Task details →
Repeat the stretch of entries below from the line with "Ocramius: May want to remove" through the line with "Ocramius: This introduces". Include both ends and add nothing.

Entries supplied →
PR #92, opened 2015-07-31
ReflectionObject

### LINKED ISSUE #16: Implement ReflectionObject
It's not supported currently because it requires an instance of an existing class, which means we can't currently implement...

asgrim:
Fixes #16 by implementing `ReflectionObject` which can reflect run-time properties.

### DIFF
--- a/src/Reflection/ReflectionClass.php
+++ b/src/Reflection/ReflectionClass.php
@@ -414,6 +414,18 @@ class ReflectionClass implements Reflection, \Reflector
     }
 
     /**
+     * Protected API to add properties at runtime (used in ReflectionObject)
+     *
+     * @param ReflectionProperty $property
+     */
+    protected function addProperty(ReflectionProperty $property)
+    {
+        // Ensure the properties are already cached
+        $this->getProperties();
+        $this->cachedProperties[$property->getName()] = $property;
+    }
+
+    /**
      * Return an array with default properties (properties that were defined at
      * compile-time rather than at run time).
      *
--- a/src/Reflection/ReflectionClass.php
+++ b/src/Reflection/ReflectionClass.php
@@ -67,6 +67,12 @@ class ReflectionClass implements Reflection, \Reflector
     {
     }
 
+    /**
+     * Create a reflection and return the string representation of a named class
+     *
+     * @param string $className
+     * @return string
+     */
     public static function export($className = null)
     {
         if (null === $className) {
@@ -77,6 +83,14 @@ class ReflectionClass implements Reflection, \Reflector
         return $reflection->__toString();
     }
 
+    /**
+     * Get a string representation of this reflection
+     *
+     * @todo Refactor this
+     * @see https://github.com/Roave/BetterReflection/issues/94
+     *
+     * @return string
+     */
     public function __toString()
     {
         $isObject = $this instanceof ReflectionObject;
--- a/src/Reflection/ReflectionClass.php
+++ b/src/Reflection/ReflectionClass.php
@@ -79,12 +79,15 @@ class ReflectionClass implements Reflection, \Reflector
 
     public function __toString()
     {
-        $format  = "Class [ <user> class %s%s%s ] {\n";
+        $isObject = $this instanceof ReflectionObject;
+
+        $format  = "%s [ <user> class %s%s%s ] {\n";
         $format .= "  @@ %s %d-%d\n\n";
         $format .= "  - Constants [%d] {%s\n  }\n\n";
         $format .= "  - Static properties [%d] {%s\n  }\n\n";
         $format .= "  - Static methods [%d] {%s\n  }\n\n";
         $format .= "  - Properties [%d] {%s\n  }\n\n";
+        $format .= ($isObject ? "  - Dynamic properties [%d] {%s\n  }\n\n" : '%s%s');
         $format .= "  - Methods [%d] {%s\n  }\n";
         $format .= "}\n";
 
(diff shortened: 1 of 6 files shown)


src/Reflection/ReflectionClass.php
```diff
@@ -331,6 +331,18 @@ public function hasProperty($name)
     }
 
     /**
+     * Protected API to add properties at runtime (used in ReflectionObject)
+     *
+     * @param ReflectionProperty $property
+     */
+    protected function addProperty(ReflectionProperty $property)
```
Ocramius: Wait... you can add properties at runtime? WADDAFAK? 

If this is allowed, then it should happen in `ReflectionObject` internals, by overriding parent class properties rather than overwriting the `ReflectionClass` internal state.

asgrim: Yes:

```php
$foo = new \stdClass();
$foo->bar = 'baz';
```
If you create a `ReflectionObject` using `$foo` then `bar` is a runtime property.

`ReflectionObject` can't access `ReflectionClass` properties as they're private. However, can modify them to simply append them as we overwrite all the methods anyway.

Ocramius: @asgrim what about having "cachedProperties" (parent class state) and "runtimeProperties" (child class state)?

asgrim:
@Ocramius updated & rebased

src/Reflection/ReflectionClass.php
```diff
@@ -79,12 +79,15 @@ public static function export($className = null)
...
-        $format  = "Class [ <user> class %s%s%s ] {\n";
+        $isObject = $this instanceof ReflectionObject;
+
+        $format  = "%s [ <user> class %s%s%s ] {\n";
         $format .= "  @@ %s %d-%d\n\n";
         $format .= "  - Constants [%d] {%s\n  }\n\n";
         $format .= "  - Static properties [%d] {%s\n  }\n\n";
         $format .= "  - Static methods [%d] {%s\n  }\n\n";
         $format .= "  - Properties [%d] {%s\n  }\n\n";
+        $format .= ($isObject ? "  - Dynamic properties [%d] {%s\n  }\n\n" : '%s%s');
```
Ocramius: The parallelism between line 90 and line [153~154](https://github.com/Roave/BetterReflection/pull/92/files#diff-0b62f5919f325c15e41b6b4c09690ff7R151) makes this quite hard to follow. Maybe just hardcode the values in this particular line?

src/Reflection/ReflectionObject.php
```diff
@@ -0,0 +1,465 @@
+<?php
+
+namespace BetterReflection\Reflection;
+
+use BetterReflection\Reflector\ClassReflector;
+use BetterReflection\SourceLocator\EvaledCodeSourceLocator;
+use PhpParser\Node\Stmt\Property as PropertyNode;
+use PhpParser\Builder\Property as PropertyNodeBuilder;
+
+class ReflectionObject extends ReflectionClass
```
Ocramius: In order to avoid future breakages (since you designed this class as a decorator, but then used inheritance due to how Reflection works in internals) you need a test that verifies that ALL public methods of this class are declared in this class.

test/unit/Fixture/ClassForHinting.php
```diff
@@ -4,4 +4,5 @@
 
 class ClassForHinting
 {
+    public $someProperty;
```
Ocramius: This class is likely used somewhere else. Consider using a separate test asset for this particular test scenario

src/Reflection/ReflectionClass.php
Ocramius: Actually, logic should be replaced in the child class with some duplication. Horrible but correct solution :( 

I'm fine with having a `@TODO` instead of that

src/Reflection/ReflectionProperty.php
```diff
@@ -36,7 +41,7 @@ public function __toString()
     {
         return sprintf(
             'Property [%s %s%s $%s ]',
-            $this->isStatic() ? '' : ($this->isDefault() ? ' <default>' : ' <implicit>'),
+            $this->isStatic() ? '' : ($this->isDefault() ? ' <default>' : ' <dynamic>'),
```
Ocramius: Where did `<implicit>` go?

src/Reflection/ReflectionObject.php
asgrim: This is already done in [ReflectionObjectTest.php#126](https://github.com/Roave/BetterReflection/pull/92/files#diff-d4ef1e7f3bf562f17cbf82b1a40fa729R126)

src/Reflection/ReflectionProperty.php
asgrim: Apparently never used o_O not sure where I got that from initially

test/unit/Fixture/ClassForHinting.php
asgrim: Doesn't affect any other tests... why create another file for no reason?

src/Reflection/ReflectionClass.php
asgrim: Added `@todo`

src/Reflection/ReflectionObject.php
Ocramius: Oh, I missed that D:

I would probably just have done:

```php
$methods = (new ReflectionClass(ReflectionObject::class))->getMethods();
array_walk(
    $methods,
    function (ReflectionMethod $method) {
        if (! $method->isPublic()) {
            return;
        }
        
        $this->assertSame(ReflectionObject::class, $method->getDeclaringClass()->getName());
    }
);
```

asgrim: Added some good old commenting to describe the intent of the existing tests that cover this off

PR #93, opened 2015-08-02
Added some example stubs for internal classes

asgrim:
For #87
Just a proof of concept really.

### DIFF
--- a/src/SourceLocator/PhpInternalSourceLocator.php
+++ b/src/SourceLocator/PhpInternalSourceLocator.php
@@ -69,12 +69,12 @@ class PhpInternalSourceLocator implements SourceLocator
      * Determine the stub name
      *
      * @param string $className
-     * @return string
+     * @return string|null
      */
     private function buildStubName($className)
     {
         if (!preg_match('/^[a-zA-Z]+$/', $className)) {
-            throw new \InvalidArgumentException('Not a valid class name.');
+            return null;
         }
 
         return __DIR__ . '/../../stub/' . $className . '.stub';
@@ -88,9 +88,9 @@ class PhpInternalSourceLocator implements SourceLocator
      */
     public function hasStub($className)
     {
-        try {
-            $expectedStubName = $this->buildStubName($className);
-        } catch (\InvalidArgumentException $e) {
+        $expectedStubName = $this->buildStubName($className);
+
+        if (null === $expectedStubName) {
             return false;
         }
 
--- a/src/SourceLocator/PhpInternalSourceLocator.php
+++ b/src/SourceLocator/PhpInternalSourceLocator.php
@@ -17,6 +17,10 @@ class PhpInternalSourceLocator implements SourceLocator
             return null;
         }
 
+        if ($stub = $this->getStub($name)) {
+            return new InternalLocatedSource($stub);
+        }
+
         return new InternalLocatedSource(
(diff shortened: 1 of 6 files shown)


stub/Exception.stub.php
```diff
@@ -0,0 +1,17 @@
+<?php
```
Ocramius: May want to remove the `.php` suffix to avoid some fool from importing these

src/SourceLocator/PhpInternalSourceLocator.php
```diff
@@ -43,4 +47,15 @@ private function getInternalReflectionClassName(Identifier $identifier)
 
         return $reflection->isInternal() ? $reflection->getName() : null;
     }
+
+    private function getStub($name)
+    {
+        $expectedStubName = __DIR__ . '/../../stub/' . $name . '.stub.php';
```
Ocramius: This introduces an LFI security issue. Need to check the `$name` first.

Ocramius: In general, simply matching against `[A-Za-z]+` is enough right now, as we are dealing mostly with non-namespaced stubs only.

Ocramius:
This diff needs a change in the tests that ensures that stubbed classes are not skipped in test data providers

asgrim:
The tests simply test everything in `get_declared_classes|get_declared_interfaces|get_declared_traits` anyway, so they shouldn't be skipped? Maybe I misunderstood?

Ocramius:
@asgrim there is a functional test for this.

[this test](https://github.com/Roave/BetterReflection/blob/3b28cc655b4df8e4524030f30bceded68051d038/test/unit/SourceLocator/PhpInternalSourceLocatorTest.php#L58) and similar ones must be adapted to NOT skip in case of a stubbed class (even in case of exceptions).

asgrim:
@Ocramius it already does not skip the test if the class is stubbed - that's the whole point... simply by stubbing these classes, more tests are now passing instead of being marked incomplete...

Ocramius:
@asgrim the test should simply fail if an exception is thrown *AND* there is a stub. The test is currently not designed for that.

asgrim:
@Ocramius I see. There's no current external way to tell if a stub was found for a class, do we want to expose that functionality just to do a test?

src/SourceLocator/PhpInternalSourceLocator.php
```diff
@@ -43,4 +47,24 @@ private function getInternalReflectionClassName(Identifier $identifier)
...
+     * Get the stub source code for an internal class.
+     *
+     * Returns null if nothing is found.
+     *
+     * @param string $name Should only contain [A-Za-z]
+     * @return string|null
+     */
+    private function getStub($name)
+    {
+        $name = preg_replace('[^A-Za-z]', '', $name);
```
Ocramius: This should simply be 

```php
if (! preg_match('^[a-zA-Z]+$', $name)) {
    return null;
}
```

Ocramius:
> @Ocramius I see. There's no current external way to tell if a stub was found for a class, do we want to expose that functionality just to do a test? 

We'd probably just add a whitelist or reproduce the check against file existence in the try-catch.

asgrim:
@Ocramius updated like

Ocramius:
@asgrim :+1: 

Waiting for travis

PR #95, opened 2015-08-03
Improved node compilation in CompileNodeToValue (compile solution)

asgrim:
This PR aims to solve both #64 and #19.

An alternate PR exists in #67

~~Depends on PR #96 being merged~~

### DIFF
--- a/src/NodeCompiler/CompileNodeToValue.php
+++ b/src/NodeCompiler/CompileNodeToValue.php
@@ -3,7 +3,6 @@
 namespace BetterReflection\NodeCompiler;
 
 use BetterReflection\Reflection\ReflectionClass;
-use BetterReflection\Reflector\Reflector;
 use PhpParser\Node;
 
 class CompileNodeToValue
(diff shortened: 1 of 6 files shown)


src/NodeCompiler/CompileNodeToValue.php
```diff
@@ -27,44 +27,91 @@ public function __invoke(Node $node)
...
+        $firstName = reset($constNode->name->parts);
+        switch ($firstName) {
+            case 'null':
+                return null;
+            case 'false':
+                return false;
+            case 'true':
+                return true;
+            default:
+                throw new Exception\UnableToCompileNode('Unable to compile constant expressions');
```
Ocramius: May want to at least try casting the constant expression to string in here, or else there may be rage

Ocramius: `UnableToCompileNode::fromConstFetch($constNode)` maybe?

asgrim: Previously it was just returning a string with the const name, (e.g. `FOO` would compile to `"FOO"`), but surely this could cause undesired behaviour?

Ocramius: This could indeed cause undesired behavior :-(

asgrim:
@Ocramius I'm proposing this solution (over the `eval` solution in #67) to be accepted as the preferred for #19 and #64

asgrim:
#98 created to improve `compileBinaryOp` method

Issue #13, opened 2015-07-02
Support ReflectionParameter->getClass()


asgrim:
This issue is a result of the discussion here: https://github.com/Roave/BetterReflection/pull/9/files#r33761101

There are potential thorny issues surrounding recursion / not being able to access the `Reflector` instance etc. here, that prevent us from implementing `getClass` in a clean way.

Ocramius:
Implemented in #96

PR #96, opened 2015-08-03
Added ReflectionParameter->getClass() method

asgrim:
Fixes issue #13 by implementing `ReflectionParameter::getClass()` method

### DIFF
--- a/src/Reflection/ReflectionParameter.php
+++ b/src/Reflection/ReflectionParameter.php
@@ -366,4 +366,19 @@ class ReflectionParameter implements \Reflector
 
         return $this->defaultValueConstantName;
     }
+
+    /**
+     * Gets a ReflectionClass for the type hint (returns null if not a class)
+     *
+     * @return ReflectionClass|null
+     */
+    public function getClass()
+    {
+        $hint = $this->getTypeHint();
+        if (!($hint instanceof Types\Object_)) {
+            return null;
+        }
+
+        return ReflectionClass::createFromName($hint->getFqsen()->__toString());
+    }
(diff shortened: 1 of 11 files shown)


src/Reflection/ReflectionParameter.php
```diff
@@ -366,4 +366,19 @@ public function getDefaultValueConstantName()
...
+     * @return ReflectionClass|null
+     */
+    public function getClass()
+    {
+        $hint = $this->getTypeHint();
+        if (!($hint instanceof Types\Object_)) {
+            return null;
+        }
+
+        return ReflectionClass::createFromName($hint->getFqsen()->__toString());
```
Ocramius: Note that we should consistently pass around the same locators

asgrim: Rebased & updated

src/Reflection/ReflectionParameter.php
```diff
@@ -366,4 +375,23 @@ public function getDefaultValueConstantName()
...
+     * @return ReflectionClass|null
+     */
+    public function getClass()
+    {
+        $hint = $this->getTypeHint();
+        if (!($hint instanceof Types\Object_)) {
+            return null;
+        }
+
+        if (!$this->reflector instanceof ClassReflector) {
```
asgrim: This becomes an issue now because if this is a parameter that belongs to a function, the `$this->reflector` will be a `FunctionReflector` and thus we'll never be able to reflect on classes that are typehinted in a `ReflectionFunction`... :/

PR #381, opened 2017-11-02
Fix wrong parameter name

tobemedia:
rename $myMethod to $myParameter as expected by getParameter('myParameter')


Ocramius:
@tobemedia thanks!

Issue #389, opened 2017-12-23
Throw ReflectionException when property not found?


muglug:
`Roave\BetterReflection\Reflection\Adapter\ReflectionClass::getProperty` returns a nullable object, but the method it's extending throws an exception if a given property isn't found. Should that behaviour and return type be matched?

```php
$class = new ReflectionClass('ReflectionClass');
$property = $class->getProperty('naame');
var_dump($property);
?>
```

Ocramius:
Yeah, that would probably be more correct: https://3v4l.org/pZqVl

kukulich:
I’ll prepare a PR in next few days.

kukulich:
Fixed in https://github.com/Roave/BetterReflection/pull/391

Ocramius:
Handled in #391

PR #391, opened 2018-01-02
Method getProperty() of adapters should throw exception when property doesn't exist

kukulich:

PR #394, opened 2018-01-05
Fix issues found by static analysis

muglug:
This attempts to adhere, as much as possible, to the base `Reflection*` signatures. In the case of https://github.com/Roave/BetterReflection/issues/389, I made the current different return type explicit so that changing will be a clear breaking change.

According to the docs, static `::export` methods can return a value, so I allowed that even if your model does not. You may want to add an explicit `return null`.

`Roave\BetterReflection\Reflection\Adapter\ReflectionMethod::getClosure` wasn't returning a `Closure`, now it should.

### DIFF
--- a/src/NodeCompiler/CompileNodeToValue.php
+++ b/src/NodeCompiler/CompileNodeToValue.php
@@ -130,10 +130,7 @@ class CompileNodeToValue
      */
     private function compileClassConstFetch(Node\Expr\ClassConstFetch $node, CompilerContext $context)
     {
-        if ($node->class instanceof Node\Expr || $node->name instanceof Node\Expr\Error) {
-            throw new \LogicException('Found unexpected value when evaluating class constant');
-        }
-
+        /** @var Node\Name $node->class */
         $className = $node->class->toString();
 
         if ($node->name === 'class') {
@@ -152,6 +149,7 @@ class CompileNodeToValue
             $classInfo = $context->getReflector()->reflect($className);
         }
 
+        /** @var string $node->name */
         $reflectionConstant = $classInfo->getReflectionConstant($node->name);
 
         return $this->__invoke(
--- a/src/NodeCompiler/CompileNodeToValue.php
+++ b/src/NodeCompiler/CompileNodeToValue.php
@@ -130,6 +130,10 @@ class CompileNodeToValue
      */
     private function compileClassConstFetch(Node\Expr\ClassConstFetch $node, CompilerContext $context)
     {
+        if ($node->class instanceof Node\Expr || $node->name instanceof Node\Expr\Error) {
+            throw new \LogicException('Found unexpected value when evaluating class constant');
+        }
+
         $className = $node->class->toString();
 
         if ($node->name === 'class') {
--- a/src/Reflection/Adapter/ReflectionClass.php
+++ b/src/Reflection/Adapter/ReflectionClass.php
@@ -184,9 +184,11 @@ class ReflectionClass extends CoreReflectionClass
     }
 
     /**
-     * {@inheritDoc}
+     * @param string $name
+     *
+     * @return ReflectionProperty|null
      */
-    public function getProperty($name) : ?ReflectionProperty
+    public function getProperty($name)
     {
         $betterReflectionProperty = $this->betterReflectionClass->getProperty($name);
 
--- a/src/Reflection/Adapter/ReflectionClass.php
+++ b/src/Reflection/Adapter/ReflectionClass.php
@@ -184,9 +184,7 @@ class ReflectionClass extends CoreReflectionClass
     }
 
     /**
-     * @param string $name
-     *
-     * @return ReflectionProperty|null
+     * {@inheritDoc}
      */
     public function getProperty($name)
     {
--- a/src/Reflection/Adapter/ReflectionClass.php
+++ b/src/Reflection/Adapter/ReflectionClass.php
@@ -186,7 +186,7 @@ class ReflectionClass extends CoreReflectionClass
     /**
      * {@inheritDoc}
      */
-    public function getProperty($name)
+    public function getProperty($name) : ?ReflectionProperty
     {
         $betterReflectionProperty = $this->betterReflectionClass->getProperty($name);
 
--- a/src/Reflection/Adapter/ReflectionFunction.php
+++ b/src/Reflection/Adapter/ReflectionFunction.php
@@ -27,7 +27,7 @@ class ReflectionFunction extends CoreReflectionFunction
      */
     public static function export($name, $return = null)
     {
-        BetterReflectionFunction::export(...func_get_args());
+        return BetterReflectionFunction::export(...func_get_args());
     }
 
     /**
--- a/src/Reflection/Adapter/ReflectionFunction.php
+++ b/src/Reflection/Adapter/ReflectionFunction.php
@@ -27,7 +27,7 @@ class ReflectionFunction extends CoreReflectionFunction
      */
     public static function export($name, $return = null)
     {
-        return BetterReflectionFunction::export(...func_get_args());
+        BetterReflectionFunction::export(...func_get_args());
     }
 
     /**
--- a/src/Reflection/Adapter/ReflectionMethod.php
+++ b/src/Reflection/Adapter/ReflectionMethod.php
@@ -34,7 +34,7 @@ class ReflectionMethod extends CoreReflectionMethod
      */
     public static function export($class, $name, $return = null)
     {
-        BetterReflectionMethod::export(...func_get_args());
+        return BetterReflectionMethod::export(...func_get_args());
     }
 
     /**
@@ -313,7 +313,7 @@ class ReflectionMethod extends CoreReflectionMethod
     public function getClosure($object = null)
     {
         try {
-            $this->betterReflectionMethod->getClosure($object);
+            return $this->betterReflectionMethod->getClosure($object);
         } catch (NoObjectProvided | NotAnObject $e) {
             return null;
         } catch (Throwable $e) {
--- a/src/Reflection/Adapter/ReflectionMethod.php
+++ b/src/Reflection/Adapter/ReflectionMethod.php
@@ -34,7 +34,7 @@ class ReflectionMethod extends CoreReflectionMethod
      */
     public static function export($class, $name, $return = null)
     {
-        return BetterReflectionMethod::export(...func_get_args());
+        BetterReflectionMethod::export(...func_get_args());
     }
 
     /**
--- a/src/Reflection/Adapter/ReflectionObject.php
+++ b/src/Reflection/Adapter/ReflectionObject.php
@@ -175,9 +175,11 @@ class ReflectionObject extends CoreReflectionObject
     }
 
     /**
-     * {@inheritDoc}
+     * @param string $name
+     *
+     * @return ReflectionProperty|null
      */
-    public function getProperty($name) : ?ReflectionProperty
+    public function getProperty($name)
     {
         $property = $this->betterReflectionObject->getProperty($name);
 
--- a/src/Reflection/Adapter/ReflectionObject.php
+++ b/src/Reflection/Adapter/ReflectionObject.php
@@ -177,7 +177,7 @@ class ReflectionObject extends CoreReflectionObject
     /**
      * {@inheritDoc}
      */
-    public function getProperty($name)
+    public function getProperty($name) : ?ReflectionProperty
     {
         $property = $this->betterReflectionObject->getProperty($name);
 
--- a/src/Reflection/Adapter/ReflectionObject.php
+++ b/src/Reflection/Adapter/ReflectionObject.php
@@ -175,9 +175,7 @@ class ReflectionObject extends CoreReflectionObject
     }
 
     /**
-     * @param string $name
-     *
-     * @return ReflectionProperty|null
+     * {@inheritDoc}
      */
     public function getProperty($name)
     {
--- a/src/Reflection/ReflectionClass.php
+++ b/src/Reflection/ReflectionClass.php
@@ -350,7 +350,6 @@ class ReflectionClass implements Reflection, CoreReflector
      */
     public function getImmediateMethods(?int $filter = null) : array
     {
-        /** @var \ReflectionMethod[] $methods */
         $methods = array_map(
             function (ClassMethod $methodNode) : ReflectionMethod {
                 return ReflectionMethod::createFromNode(
--- a/src/Reflection/ReflectionClass.php
+++ b/src/Reflection/ReflectionClass.php
@@ -350,6 +350,7 @@ class ReflectionClass implements Reflection, CoreReflector
      */
     public function getImmediateMethods(?int $filter = null) : array
     {
+        /** @var ReflectionMethod[] $methods */
         $methods = array_map(
             function (ClassMethod $methodNode) : ReflectionMethod {
                 return ReflectionMethod::createFromNode(
--- a/src/Reflection/ReflectionClassConstant.php
+++ b/src/Reflection/ReflectionClassConstant.php
@@ -188,7 +188,7 @@ class ReflectionClassConstant implements CoreReflector
     /**
      * {@inheritDoc}
      */
-    public static function export() : void
+    public static function export()
     {
         throw new Exception('Unable to export statically');
     }
--- a/src/Reflection/ReflectionClassConstant.php
+++ b/src/Reflection/ReflectionClassConstant.php
@@ -185,10 +185,7 @@ class ReflectionClassConstant implements CoreReflector
         return ReflectionClassConstantStringCast::toString($this);
     }
 
-    /**
-     * {@inheritDoc}
-     */
-    public static function export()
+    public static function export() : void
     {
         throw new Exception('Unable to export statically');
     }
--- a/src/Reflection/ReflectionFunctionAbstract.php
+++ b/src/Reflection/ReflectionFunctionAbstract.php
@@ -67,6 +67,9 @@ abstract class ReflectionFunctionAbstract implements CoreReflector
     {
     }
 
+    /**
+     * {@inheritDoc}
+     */
     public static function export()
     {
         throw new Exception('Unable to export statically');
@@ -515,7 +518,7 @@ abstract class ReflectionFunctionAbstract implements CoreReflector
      */
     public function setBodyFromString(string $newBody) : void
     {
-        /** @var Node[] */
+        /** @var Node[] $this->node->stmts */
         $this->node->stmts = $this->loadStaticParser()->parse('<?php ' . $newBody);
     }
 
--- a/src/Reflection/ReflectionFunctionAbstract.php
+++ b/src/Reflection/ReflectionFunctionAbstract.php
@@ -39,7 +39,7 @@ abstract class ReflectionFunctionAbstract implements CoreReflector
     public const CLOSURE_NAME = '{closure}';
 
     /**
-     * @var NamespaceNode
+     * @var ?NamespaceNode
      */
     private $declaringNamespace;
 
@@ -67,7 +67,7 @@ abstract class ReflectionFunctionAbstract implements CoreReflector
     {
     }
 
-    public static function export() : void
+    public static function export()
     {
         throw new Exception('Unable to export statically');
     }
@@ -75,7 +75,7 @@ abstract class ReflectionFunctionAbstract implements CoreReflector
     /**
      * Populate the common elements of the function abstract.
      *
-     * @param Node\Stmt\ClassMethod|Node\FunctionLike|Node\Stmt|Node $node Node has to be processed by the PhpParser\NodeVisitor\NameResolver
+     * @param Node\Stmt\ClassMethod|Node\Stmt\Function_|Node\Expr\Closure $node Node has to be processed by the PhpParser\NodeVisitor\NameResolver
      *
      * @throws \Roave\BetterReflection\Reflection\Exception\InvalidAbstractFunctionNodeType
      */
@@ -515,7 +515,7 @@ abstract class ReflectionFunctionAbstract implements CoreReflector
      */
     public function setBodyFromString(string $newBody) : void
     {
-        $this->node->stmts = $this->loadStaticParser()->parse('<?php ' . $newBody);
+        $this->node->stmts = $this->loadStaticParser()->parse('<?php ' . $newBody) ?: [];
     }
 
     /**
--- a/src/Reflection/ReflectionFunctionAbstract.php
+++ b/src/Reflection/ReflectionFunctionAbstract.php
@@ -67,10 +67,7 @@ abstract class ReflectionFunctionAbstract implements CoreReflector
     {
     }
 
-    /**
-     * {@inheritDoc}
-     */
-    public static function export()
+    public static function export() : void
     {
         throw new Exception('Unable to export statically');
     }
@@ -518,7 +515,6 @@ abstract class ReflectionFunctionAbstract implements CoreReflector
      */
     public function setBodyFromString(string $newBody) : void
     {
-        /** @var Node[] $this->node->stmts */
         $this->node->stmts = $this->loadStaticParser()->parse('<?php ' . $newBody);
     }
 
--- a/src/Reflection/ReflectionFunctionAbstract.php
+++ b/src/Reflection/ReflectionFunctionAbstract.php
@@ -515,7 +515,8 @@ abstract class ReflectionFunctionAbstract implements CoreReflector
      */
     public function setBodyFromString(string $newBody) : void
     {
-        $this->node->stmts = $this->loadStaticParser()->parse('<?php ' . $newBody) ?: [];
+        /** @var Node[] */
+        $this->node->stmts = $this->loadStaticParser()->parse('<?php ' . $newBody);
     }
 
     /**
--- a/src/Reflection/ReflectionFunctionAbstract.php
+++ b/src/Reflection/ReflectionFunctionAbstract.php
@@ -39,7 +39,7 @@ abstract class ReflectionFunctionAbstract implements CoreReflector
     public const CLOSURE_NAME = '{closure}';
 
     /**
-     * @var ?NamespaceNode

Answer section →
Ocramius: May want to remove the `.php` suffix to avoid some fool from importing these

src/SourceLocator/PhpInternalSourceLocator.php
```diff
@@ -43,4 +47,15 @@ private function getInternalReflectionClassName(Identifier $identifier)
 
         return $reflection->isInternal() ? $reflection->getName() : null;
     }
+
+    private function getStub($name)
+    {
+        $expectedStubName = __DIR__ . '/../../stub/' . $name . '.stub.php';
```
Ocramius: This introduces an LFI security issue. Need to check the `$name` first.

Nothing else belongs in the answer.